Eduardo Davila, PhD, associate professor of microbiology and immunology at the University of Maryland School of Medicine and co-founder and chief science officer for immunotherapy startup Living Pharma, Inc., is one of those entrepreneurs. He spoke on a panel called “Universities: From Research to Commercialization,” and credited UM Ventures with setting the foundation for success that led the company to be acquired in just 18 months. UM Ventures is UMB’s tech transfer partnership with UMCP designed to commercialize new technology
“The UMB and UM Ventures team was incredibly helpful in filling in needs that neither I as a scientist nor Ron Dudek (co-founder and president, Living Pharma) had at the time,” Davila said. Lentigen Technology Inc. acquired Living Pharma in 2017, making Living Pharma the first UMB New Ventures Initiative startup to execute a successful exit.
Davila, who is moving on to his next entrepreneurial endeavor, spoke frankly about what pushed him into the business arena. “As junior faculty, I never thought of myself as an entrepreneur,” he said. He discussed challenges trying to translate what he thought was “incredibly successful immunotherapy in mice,” and “one way I thought I could expedite the clinical use and application was to form a biotech company around it,” he said. That therapy is headed to Phase 1 clinical trials next year, Davila said.

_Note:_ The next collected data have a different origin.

PR #1078, opened 2025-03-19
Adds support for span and pre to be clickable

### LINKED ISSUE #1074: it is unable to click on span pre or div like elements.
### Problem Description

so  may website use span and pre element as a dynamic button, and if i need to click on it, browser-use can't do as it is not listed in interactive Elements.

### Proposed Solution

1. go the your_venv_path/.venv/lib/python3.11/site-packages/browser_use/dom/buildDomTree.js 
2. search for constant "interactiveElements" (line : 465)
3. add  "span" and "pre" if want to interact (click or hover) with these element or if want to interact with any other custom element you can add them in this set.
4. Done.

### Alternative Solutions

_No response_

### Additional Context

_No response_

vmesel:
Closes #1074 adding the `pre` and `span` tag to clickable elements

### DIFF
--- a/browser_use/dom/buildDomTree.js
+++ b/browser_use/dom/buildDomTree.js
@@ -494,7 +494,7 @@
     const interactiveElements = new Set([
       "a", "button", "details", "embed", "input", "menu", "menuitem",
       "object", "select", "textarea", "canvas", "summary", "dialog",
-      "banner"
+      "banner", "div", "span", "pre"
     ]);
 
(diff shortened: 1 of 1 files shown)


jersobh:
Nice adding :)

raivisdejus:
`label` elements are often used for custom checkbox styling. Example https://www.w3schools.com/howto/howto_css_custom_checkbox.asp

raivisdejus:
In my tests having the any `div` considered as interactive causes side effects where AI can't target specific element as there are too many interactive elements on the page, it tries to click unrelated divs.

pirate:
I have not seen many clickable pre elements, and only a few clickable spans. perhaps this should be part of a second pass that searches harder only when needed to avoid too much noise?

MagMueller:
Thanks @raivisdejus - yes this adds many elements as interactive which are not. -

PR #1145, opened 2025-03-26
Added missing env variables in .env.example 

ml5ah:
Minor updates to 2 files:

Added env variables to the example file since from the code, it is not obvious that these are supported and what the env variables needed are. 
We can provide all in the example file, and devs can copy to .env and provide values accordingly. 

Added check for empty vars for azure openai example


pirate (approved):

pirate:
nice, thanks

PR #1146, opened 2025-03-26
Improve error logging for LLM API calls and missing env variables

ml5ah:
Draft PR for better exception handling

1. Based on LLM set during Agent initialization, will check for corresponding env variables, if empty --> raise ValueError and exit immediately.
2. If invalid credentials, will raise an LLMException with status 401 and add a debug log informing user of invalid keys.


browser_use/agent/service.py
```diff
@@ -519,7 +540,12 @@ async def get_next_action(self, input_messages: list[BaseMessage]) -> AgentOutpu
 		input_messages = self._convert_input_messages(input_messages)
 
 		if self.tool_calling_method == 'raw':
-			output = self.llm.invoke(input_messages)
+			logger.debug(f"Using {self.tool_calling_method} for {self.chat_model_library}")
+			try:
+				output = self.llm.invoke(input_messages)
+			except Exception as e:
+				logger.error(f'Failed to invoke model: {str(e)}')
+				raise LLMException(401, 'Failed to invoke model')
```
pirate, line 548:
```suggestion
				raise LLMException(401, 'LLM API call failed') from e
```

browser_use/agent/service.py
```diff
@@ -238,6 +245,20 @@ def _set_message_context(self) -> str | None:
 				self.settings.message_context = f'Available actions: {self.available_actions}'
 		return self.settings.message_context
 
+	def _check_env_variables(self) -> bool:
```
pirate, line 248:
```suggestion
def check_env_variables(keys: list[str], any_or_all=all) -> bool:
    """top-level helper function to check env var values"""
    return any_or_all(os.getenv(key).strip() for key in keys)
```

- can be a pure util function so we can import it elsewhere too (e.g. from the examples)
- then at startup we can call and check for the keys needed for that run based on config e.g. `check_env_variables(['OPENAI_API_KEY', 'CHROME_USER_DATA_DIR'])`

ml5ah: Makes sense

browser_use/agent/service.py
ml5ah: Sure

browser_use/agent/service.py
pirate: yes, moving it to `utils.py` is what I had in mind 👍

browser_use/agent/service.py
```diff
@@ -238,6 +245,20 @@ def _set_message_context(self) -> str | None:
...
+		"""Check if all required environment variables are set"""
+		if isinstance(self.llm, ChatOpenAI):
+			if not os.getenv('OPENAI_API_KEY'):
+				logger.error('OPENAI_API_KEY is not set')
+				return False
+
+		if isinstance(self.llm, AzureChatOpenAI):
+			if not os.getenv('AZURE_OPENAI_API_KEY') or not os.getenv('AZURE_OPENAI_ENDPOINT'):
+				logger.error('AZURE_OPENAI_API_KEY or AZURE_OPENAI_ENDPOINT is not set')
+				return False
```
pirate, line 258: Here is the list of supported ones so far btw:

```
OPENAI_API_KEY=
ANTHROPIC_API_KEY=
AZURE_ENDPOINT=
AZURE_OPENAI_API_KEY=
GEMINI_API_KEY=
DEEPSEEK_API_KEY=
```

```
# could do something like:
llm_env_vars = {
    'ChatOpenAI': 'OPENAI_API_KEY',
    'AzureChatOpenAI': 'AZURE_OPENAI_API_KEY',
    ...
}
llm_api_key_var = llm_env_vars[self.llm.__class__.__name__]
if not check_env_variables([llm_api_key_var], all):
    raise ...
```

ml5ah: Yep perfect, following exactly this structure

browser_use/agent/service.py
```diff
@@ -531,12 +545,24 @@ async def get_next_action(self, input_messages: list[BaseMessage]) -> AgentOutpu
...
 			structured_llm = self.llm.with_structured_output(self.AgentOutput, include_raw=True)
-			response: dict[str, Any] = await structured_llm.ainvoke(input_messages)  # type: ignore
-			parsed: AgentOutput | None = response['parsed']
+			try:
+				response: dict[str, Any] = await structured_llm.ainvoke(input_messages)  # type: ignore
+				parsed: AgentOutput | None = response['parsed']
+
+			except Exception as e:
+				logger.error(f'Failed to invoke model: {str(e)}')
+				raise LLMException(401, 'Failed to invoke model')
```
pirate, line 554:
```suggestion
				raise LLMException(401, 'Failed to invoke model') from e
```
always preserve the original error in the traceback with `from e`

browser_use/agent/service.py
```diff
@@ -531,12 +545,24 @@ async def get_next_action(self, input_messages: list[BaseMessage]) -> AgentOutpu
...
+			logger.debug(f"Using {self.tool_calling_method} for {self.chat_model_library}")
 			structured_llm = self.llm.with_structured_output(self.AgentOutput, include_raw=True, method=self.tool_calling_method)
-			response: dict[str, Any] = await structured_llm.ainvoke(input_messages)  # type: ignore
-			parsed: AgentOutput | None = response['parsed']
+			try:
+				response: dict[str, Any] = await structured_llm.ainvoke(input_messages)  # type: ignore
+				parsed: AgentOutput | None = response['parsed']
+			except Exception as e:
+				logger.error(f'Failed to invoke model: {str(e)}')
+				raise LLMException(401, 'Failed to invoke model')
```
pirate, line 564:
```suggestion
				raise LLMException(401, 'LLM API call failed') from e
```

ml5ah:
@pirate , given that many folks are experiencing LLM call failures and aren't able to diagnose as such, let me know if this PR is in a good state to start reviewing, or if there are any other major areas to address.
We can continue optimizing and improving logging.

browser_use/constants.py
```diff
@@ -0,0 +1,7 @@
+REQUIRED_ENV_VARIABLES = {
```
pirate, line 1:
```suggestion
REQUIRED_LLM_API_ENV_VARS = {
```
Can you rename+move this dict to `browser_use/agent/views.py` 🙏 
We will likely add a pydantic settings model for managing these env vars soon so it makes sense to put it near all the other pydantic LLM API config.

pirate (approved):

pirate:
ready to merge after this: https://github.com/browser-use/browser-use/pull/1146#discussion_r2015951549

thanks 👍

browser_use/constants.py
ml5ah: Sure, makes sense. Done.

pirate:
I have also just pushed some more logging and exception handling improvements to `main` as part of my browser launch process improvements. Next priority in this area is fixing the `Ctrl+C` experience: https://github.com/browser-use/browser-use/pull/816 if you want to help @ml5ah that would be awesome :)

James L. Hughes, MBA, director of UM Ventures and UMB vice president and chief enterprise and economic development officer, emphasized the importance of biomedical innovation for the University and the region. “It helps to take the discoveries that we make in our labs and in working with patients to the market so that new therapeutics, devices, and diagnostics can get into the marketplace and benefit many more people than those simply at the University of Maryland Medical Center,” he said.
Creating a fertile entrepreneurial environment at UMB is a winning proposition for all involved, he continued. “It helps to create jobs. It also helps us to attract the best students because they want to be in innovative places and the best faculty because they want to be in entrepreneurial environments.”